» **EXERCISE**
Transcribe the records below. Leave nothing out and change nothing.

(DATA UNDER STUDY begins)

PR #2090, opened 2022-05-16
Checking nulls when clearing search

rick-brown-slalom:


wobba:
Hi, looks ok, but do you have an issue to link this to? Would be nice to know the scenario where it breaks.

rick-brown-slalom:
We had a lot of web parts on the page and I haven't tested this with a clean page, but basically the currentTarget didn't exist when pressing the 'X' on the Search box, and therefore it failed to clear the search box of our search term.

wobba:
Thank you :)

PR #2108, opened 2022-05-24
Specify fix

mrjarbenne:
Noticed that specify had been spelled incorrectly in a few different places. This Pull should fix it.


FranckyC:
Hi @mrjarbenne thanks for the fix ;)

Issue #2072, opened 2022-05-08
Filter issue with localization enabled


coupalm:
**Version used**
Ex: 4.6.1.0

**Describe the bug**
Filter does not always correctly apply on search result for a managed property using localization.

Search result is using localization. I have a RefinableString04 mapped to a managed metadata column ows_taxId. In the template I'm using the AutoRefinableString04 managed properties. In th search results terms are correctly translated.
However, in the search filter, I'm using RefinableString04 as a filter, the translated value correctly displays but when I apply the filter, the search results are not always correctly filtered.

**To Reproduce**

Use a term set with translated value
Add a managed metadata column mapped to this term set to a library
Add some documents and set with different terms
Use a RefinableString managed property mapped to the ows_taxId of the added column.
Create a page and add pnp search result web part. Set query to return only documents for the libary url. Add the newly created managed property to the selected properties. Enable localization
Using the detail list layout, add a column using expression {{AutoRefinableStringXX}}
Should see the value of RefinableStringXX correctly translated.

Add a PNP search filter
Add the RefinableStringXX as a filter. Link to the search results web part. Do the same thing with the search result web part (specify it is using this filter web part).
Values in the filter web part will display translated value of RefinableStringXX correctly.

However, using a value in the filter will not always correctly filters the results.

**Expected behavior**
Only results with the selected value should be returned

**Screenshots**
![image](https://user-images.githubusercontent.com/11309224/167311785-bfcc5c30-0cbd-4638-ae4b-f6b2b3e91ebd.png)
![image](https://user-images.githubusercontent.com/11309224/167311793-3acb0913-c515-4183-b36c-c3061489aa71.png)

**Desktop (please complete the following information):**
 - Browser Edge latest release

wobba:
Do you have a sample request JSON for the request made you can share? That helps troubleshooting this.

coupalm:
Here are more screenshots.

No filter applied:
![image](https://user-images.githubusercontent.com/11309224/167412059-bbf53b20-1e8c-4a9d-ae5b-c97ddfdf7b83.png)

Select first term in the filter list:
![image](https://user-images.githubusercontent.com/11309224/167412177-e705c8ef-d362-40c5-9a7f-88bc3d126edd.png)

Select second term in the filter
![image](https://user-images.githubusercontent.com/11309224/167412311-c6f7638f-bfe3-442e-be2f-ae00e4ebdf4a.png)

Select third term
[...]

PR #2110, opened 2022-05-25
WIP: Fix of localized refinement issue

eduardpaul:
We are using the following change in refinement to fix the https://github.com/microsoft-search/pnp-modern-search/issues/2072 issue. "Works on my machine" kind of PR, if anyone can test that it works in all the cases, it would be appreciated.

PD.: The credit of this PR goes to my colleague Martin Luis


FranckyC:
Hi @eduardpaul, thanks for the PR. Tested but does not work with this use case unfortunately https://microsoft-search.github.io/pnp-modern-search/usage/search-filters/#use-indexed-property-bag-properties-with-taxonomy-values.

FranckyC:
The combination that seems to work in every case seemst to be `or(${termFilterWithoutTranslations},${termTextFilter})` without the HEX encoding and skipping the original value with language specific label.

(DATA UNDER STUDY ends)

» **TASK OUTPUT**
PR #2090, opened 2022-05-16
Checking nulls when clearing search

rick-brown-slalom:


wobba:
Hi, looks ok, but do you have an issue to link this to? Would be nice to know the scenario where it breaks.

rick-brown-slalom:
We had a lot of web parts on the page and I haven't tested this with a clean page, but basically the currentTarget didn't exist when pressing the 'X' on the Search box, and therefore it failed to clear the search box of our search term.

wobba:
Thank you :)

PR #2108, opened 2022-05-24
Specify fix

mrjarbenne:
Noticed that specify had been spelled incorrectly in a few different places. This Pull should fix it.


FranckyC:
Hi @mrjarbenne thanks for the fix ;)

Issue #2072, opened 2022-05-08
Filter issue with localization enabled


coupalm:
**Version used**
Ex: 4.6.1.0

**Describe the bug**
Filter does not always correctly apply on search result for a managed property using localization.

Search result is using localization. I have a RefinableString04 mapped to a managed metadata column ows_taxId. In the template I'm using the AutoRefinableString04 managed properties. In th search results terms are correctly translated.
However, in the search filter, I'm using RefinableString04 as a filter, the translated value correctly displays but when I apply the filter, the search results are not always correctly filtered.

**To Reproduce**

Use a term set with translated value
Add a managed metadata column mapped to this term set to a library
Add some documents and set with different terms
Use a RefinableString managed property mapped to the ows_taxId of the added column.
Create a page and add pnp search result web part. Set query to return only documents for the libary url. Add the newly created managed property to the selected properties. Enable localization
Using the detail list layout, add a column using expression {{AutoRefinableStringXX}}
Should see the value of RefinableStringXX correctly translated.

Add a PNP search filter
Add the RefinableStringXX as a filter. Link to the search results web part. Do the same thing with the search result web part (specify it is using this filter web part).
Values in the filter web part will display translated value of RefinableStringXX correctly.

However, using a value in the filter will not always correctly filters the results.

**Expected behavior**
Only results with the selected value should be returned

**Screenshots**
![image](https://user-images.githubusercontent.com/11309224/167311785-bfcc5c30-0cbd-4638-ae4b-f6b2b3e91ebd.png)
![image](https://user-images.githubusercontent.com/11309224/167311793-3acb0913-c515-4183-b36c-c3061489aa71.png)

**Desktop (please complete the following information):**
 - Browser Edge latest release

wobba:
Do you have a sample request JSON for the request made you can share? That helps troubleshooting this.

coupalm:
Here are more screenshots.

No filter applied:
![image](https://user-images.githubusercontent.com/11309224/167412059-bbf53b20-1e8c-4a9d-ae5b-c97ddfdf7b83.png)

Select first term in the filter list:
![image](https://user-images.githubusercontent.com/11309224/167412177-e705c8ef-d362-40c5-9a7f-88bc3d126edd.png)

Select second term in the filter
![image](https://user-images.githubusercontent.com/11309224/167412311-c6f7638f-bfe3-442e-be2f-ae00e4ebdf4a.png)

Select third term
[...]

PR #2110, opened 2022-05-25
WIP: Fix of localized refinement issue

eduardpaul:
We are using the following change in refinement to fix the https://github.com/microsoft-search/pnp-modern-search/issues/2072 issue. "Works on my machine" kind of PR, if anyone can test that it works in all the cases, it would be appreciated.

PD.: The credit of this PR goes to my colleague Martin Luis


FranckyC:
Hi @eduardpaul, thanks for the PR. Tested but does not work with this use case unfortunately https://microsoft-search.github.io/pnp-modern-search/usage/search-filters/#use-indexed-property-bag-properties-with-taxonomy-values.

FranckyC:
The combination that seems to work in every case seemst to be `or(${termFilterWithoutTranslations},${termTextFilter})` without the HEX encoding and skipping the original value with language specific label.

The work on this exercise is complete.